Visa has announced a significant expansion of its stablecoin settlement pilot, integrating five additional blockchain networks to bring the total number of supported chains to nine. The new additions include Polygon, Coinbase's Base, Circle's Arc, Canton Network, and Stripe-backed Tempo. These join the previously supported Ethereum, Solana, Avalanche, and Stellar.
The expansion comes as Visa's stablecoin settlement activity reaches a $7 billion annualized run rate, representing a 50% increase from the previous quarter. The program now supports over 130 stablecoin-linked card programs across more than 50 countries.
According to Rubail Birwadker, Visa's global head of growth products and strategic partnerships, the multi-chain strategy reflects partner needs: "Our partners are building in a multi-chain world, and they expect their options to reflect that reality." The company aims to provide a common settlement layer across all supported blockchain ecosystems.
Polygon Labs CEO Marc Boiron commented on the significance: "Visa adding Polygon signals that stablecoins are moving into real-world payments at scale. By combining Visa's global reach with Polygon's fast, low-cost infrastructure, we are making stablecoin settlement more practical, reliable, and accessible for partners around the world."
Jesse Pollak, Base's founder, emphasized the goal of "making stablecoin payments a daily reality for billions." Canton Network's Eric Saraniecki highlighted the importance of compliance for institutional participants. Visa has also taken deeper integration steps, becoming a design partner for Arc and a validator for both Tempo and Canton.
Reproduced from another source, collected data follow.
PR #2460, opened 2024-06-18
fix behavior of bookmarks button in reader

### LINKED ISSUE #2340: misleading "bookmark suppression" icon in some cases
If I'm on a screen where there are already several bookmarks and I press the bookmark button without having selected any text, nothing happens, even though overing on the bookmark button displayed an icon indicating that a bookmark would be deleted. If I select text beforehand, it adds a bookmark (whereas the bookmark button indicated a delete action). 
So the icon displayed on mouse hover in this case (bookmarks already existing in the screen) is misleading. 

Compare this to v2.4: the behaviour was the same, but there was no change to the icon on mouseover; there was no information, not a misleading information. 

Note: the "bookmark suppression" icon is useful if there is only one bookmark on the screen : in this case this bookmark will be deleted by hitting the button.

arthur-lemeur:
Fixes #2340


panaC (changes requested):
https://github.com/edrlab/thorium-reader/blob/develop/src/renderer/assets/icons/add-alone.svg
and 
https://github.com/edrlab/thorium-reader/blob/develop/src/renderer/assets/icons/BookmarkRemove-icon.svg

The icon must be the bookmark icon without the cross but with a plus instead :)

arthur-lemeur:
There is no such icon in the Thorium icon library at the moment

PR #211, opened 2018-07-11
Updated so default order to include React ^16.3 lifecycle methods.

mrbinky3000:
Updated so that the default order includes the new React lifecycle methods.  Also, according to the latest eslint rules for React 16.3 and higher, static methods no longer always have to be at the top.  It depends on the name of the static method.  For instance, one of the new lifecycle methods, getDerivedStateFromProps, is a static method that must go under the constructor.  Static methods that start with get, set, must go under the lifecycle methods and before "everything else"


threepointone:
I merged https://github.com/reactjs/react-codemod/pull/208 instead, but thank you!

PR #215, opened 2018-09-15
Fix forgotten PureComponent in ReactUtils

bt4R9:
Hi guys.
I was implementing a `sort-comp` fixer in the project when noticed that PureComponent is always skipped. This happens because `findReactES6ClassDeclarationByParent` searches only for occurrences of a `Component` even if a `PureComponent` was passed.


threepointone:
could you add a test for this?

threepointone:
actually, it looks good to me, I'll merge it. Thank you!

The newly added networks serve distinct purposes: Arc is a Layer-1 blockchain focused on stablecoins and programmable money; Base is an Ethereum scaling network for fast, low-cost transactions; Polygon supports high-throughput blockchain payments; Canton offers configurable privacy for regulated capital markets; and Tempo is designed for efficient stablecoin liquidity movement.
Polygon (POL) traded around $0.091 at the time of writing, remaining flat in the past 24 hours and down nearly 4% over the past week, as broader market conditions saw Bitcoin and Ethereum retesting $76,000 and $2,270 respectively. Canton Network (CC) traded near $0.15, experiencing a brief upside to $0.16 amid a 200% spike in daily volume before facing downward pressure.